Politic?

This is a blog dedicated to a personal interpretation of political news of the day. I attempt to be as knowledgeable as possible before commenting and committing my thoughts to a day's communication.

Friday, October 01, 2021

World Indebtedness to Munificent China

"Many poor governments could not take on any more loans. So [China] got creative."
"[Instead loans were handed to a] constellation of sectors other than central government [often backed by a government guarantee]."
"The contracts are murky, and governments themselves don't know the exact monetary values they owe to China."
"What we're seeing right now with the Belt and Road Initiative is buyers' remorse."
"Many foreign leaders who were initially eager to jump on the BRI bandwagon are now suspending or cancelling Chinese infrastructure projects because of debt sustainability concerns."
Brad Parks, executive director, AidData, U.S.-based research firm
"These debts, for the most part, do not appear on government balance sheets in LMICs [low and middle-income countries]."
"However most of them benefit from explicit or implicit forms of host government liability protection, which has blurred the distinction between private and public debt and introduced major public financial management challenges to LMICs."
"Beijing is more willing to bankroll projects in risky countries than other official creditors, but it is also more aggressive than its peers at positioning itself at the front of the repayment line [via collaterization]."
AidData report
 
Chinese President Xi Jinping, in response to criticism, promised in 2019 that his country's ambitious Belt and Road Initiative would be subject to increased transparency in program financial stability and that there would be "zero tolerance for corruption". Of course, China's ruling Communist Party fails to equate sharp business practise with corruption. They're just going about their transactions in fairly unconventional ways that also happen to screen them from too much unwanted scrutiny. Until a reviewer who knows what to look for reveals the presence of unscrupulous methodology.

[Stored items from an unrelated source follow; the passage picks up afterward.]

PR #555, opened 2026-09-20
docs: rebuild the showcase layout and refresh the comparison board

ZuyiZhou:
## Summary

Rebuilds the Showcase layout in both READMEs, and replaces one image.

**Why the old layout did not hold.** The section had grown to nine cases
across three tables of mixed shape. A heading that wrapped to two lines
pushed its column's images down. Paired task graphs of unequal height left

A total of one hundred, sixty-five countries are now indebted to China. Which had unveiled a bold new plan to resurrect a modern, improved "Silk Road" of enhanced trade opportunities where all roads lead inevitably to China. A vast network of highways, bridges and other communication infrastructure was to be built in low- and medium-income countries who badly needed modernized transport infrastructure and China made an irresistible offer to build and finance them on a loan basis with tantalizing terms.

Those countries that took the bait are now in a position of facing a total of $385 billion in hidden debts through their participation in the BRI. In the case of 42 poorer countries, debt exceeding ten percent of their individual GDP has become their reality. There are some loans revealed through AidData research that have been under-reported to the World Bank, are off the public balance sheets through a system of special purpose and semi-private loans.

The revelations by that research indicate that loans are "substantially greater" than the data in possession of research institutions, credit rating agencies or intergovernmental organizations with surveillance responsibilities "previously understood" to be the case, according to the study. The World Bank and International Monetary Fund, were said to be aware of problems, but the report gave substance to the scale of just how much was beyond their purview, going under-reported.
 
 
China's overseas lending dramatically underwent change from government-to-government loans to the point where close to 70 percent of the financing was transferred to state-owned companies, banks, joint ventures, private institutions and special purpose vehicles. Which resulted in an estimated $385 billion of debt under-reported with the lenders no longer central government bodies attached to strict transparency.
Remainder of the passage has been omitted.